NEW laws will better place Australia on the global stage for resolving international commercial disputes.
Attorney-General, Robert McClelland, has welcomed the passage of Amendments to the International Arbitration Act, which he said will help make Australia “a significant player in the booming international commercial dispute resolution market”.
“Arbitration is increasingly being used as the preferred option for resolving business and commercial disputes because it is quicker, less expensive and less formal than litigation,” McClelland said.
Amendments to the International Arbitration Act will promote greater efficiency in the arbitration process through the adoption of international best practice in arbitration law, McClelland said.
Passage of these reforms follows recent agreement by the States and Territories to adopt uniform national laws on domestic arbitration based on the United Nations Commission on International Trade Law (UNCITRAL).

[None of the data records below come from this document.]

PR #1771, opened 2026-06-01
Add support for locking radio registers (1/n)

antoinevg:
Depends on: #1806 

---

This PR adds support for locking radio registers.

```
Usage:

    # Lock the RADIO_FREQUENCY_RF register
    hackrf_debug --radio --register 1 --lock 1
    
    # Unlock the RADIO_FREQUENCY_RF register
    hackrf_debug --radio --register 1 --lock 0
```

Implementation decisions:

* We don't have multi-field registers so locks are coarse-grained over the entire register.
* Attempting to write to a locked register returns an error: `RADIO_ERR_LOCKED_REGISTER`
* A lock prevents changing the register value rather than the application of a register value. This is to avoid a situation where registers are locked, other host software makes unanticipated changes and then there is a potentially unknown value in the register when it is unlocked.
* Locks apply independent of the selected bank rather than per-bank. i.e. You can't have a register which is locked for `RX` but unlocked for `APPLIED`, `ACTIVE`, `IDLE`, `TX` and `ALL`.
* Calling `radio_init()` clears all register locks.


martinling:
@miek and I were just discussing this but we don't really understand the use case yet - can you explain a bit?

PR #1781, opened 2026-06-12
Simplify PortaPack detection and init API

martinling:
Previously, we had a somewhat overcomplicated method for PortaPack detection and conditional usage.

The `portapack` weak symbol was used to detect both whether PortaPack support was compiled-in (i.e. not `RAD1O` or `JAWBREAKER` builds), and if not `NULL`, could be called to detect whether a PortaPack was present at runtime, returning either a pointer to a  structure or `NULL`.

Changes to the International Arbitration Act and the adoption of a new model law for domestic arbitration means that Australia will now have a harmonised system for both domestic and international arbitration.

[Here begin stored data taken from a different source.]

PR #1788, opened 2026-06-24
si5351c: Add support for compensating clock reference error

martinling:
Work in progress.

Adds support for specifying an error in ppm for the reference oscillator input (either crystal or CLKIN), and adjusts the Si5351C PLL multisynth programming accordingly such that downstream frequencies are correct.


martinling:
Abandoning this approach as it leads to higher phase noise. Instead, we will add a radio register that stores a correction factor to be applied to target RF frequencies and baseband sample rates.

PR #1790, opened 2026-06-30
Add radio clock correction register

martinling:
This PR adds a `RADIO_CLOCK_CORRECTION` register to the radio API which supports correcting for error in the reference clock, adjusting RF and sampling frequencies.

The correction is a an unsigned 1.63 fixed point value where 1.0 is represented as `0x8000000000000000`.


mossmann (approved):
Looks great! I think there is a small chance that the additional computation could adversely affect tuning time in sweep mode, but we could bypass correction in sweep mode if that becomes a problem.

These reforms will be complemented by the establishment of the Australian International Disputes Centre in Sydney later this year.
McClelland said the Centre will feature world class communication, audiovisual and video conferencing facilities, tribunal facilities, conference rooms and access to translation and transcription services.
By creating a more uniform framework for regulating commercial arbitration, the reforms to the International Arbitration Act and the domestic Commercial Arbitration Acts will be an important driver in establishing Australia as key centre for international arbitration, the A-G said.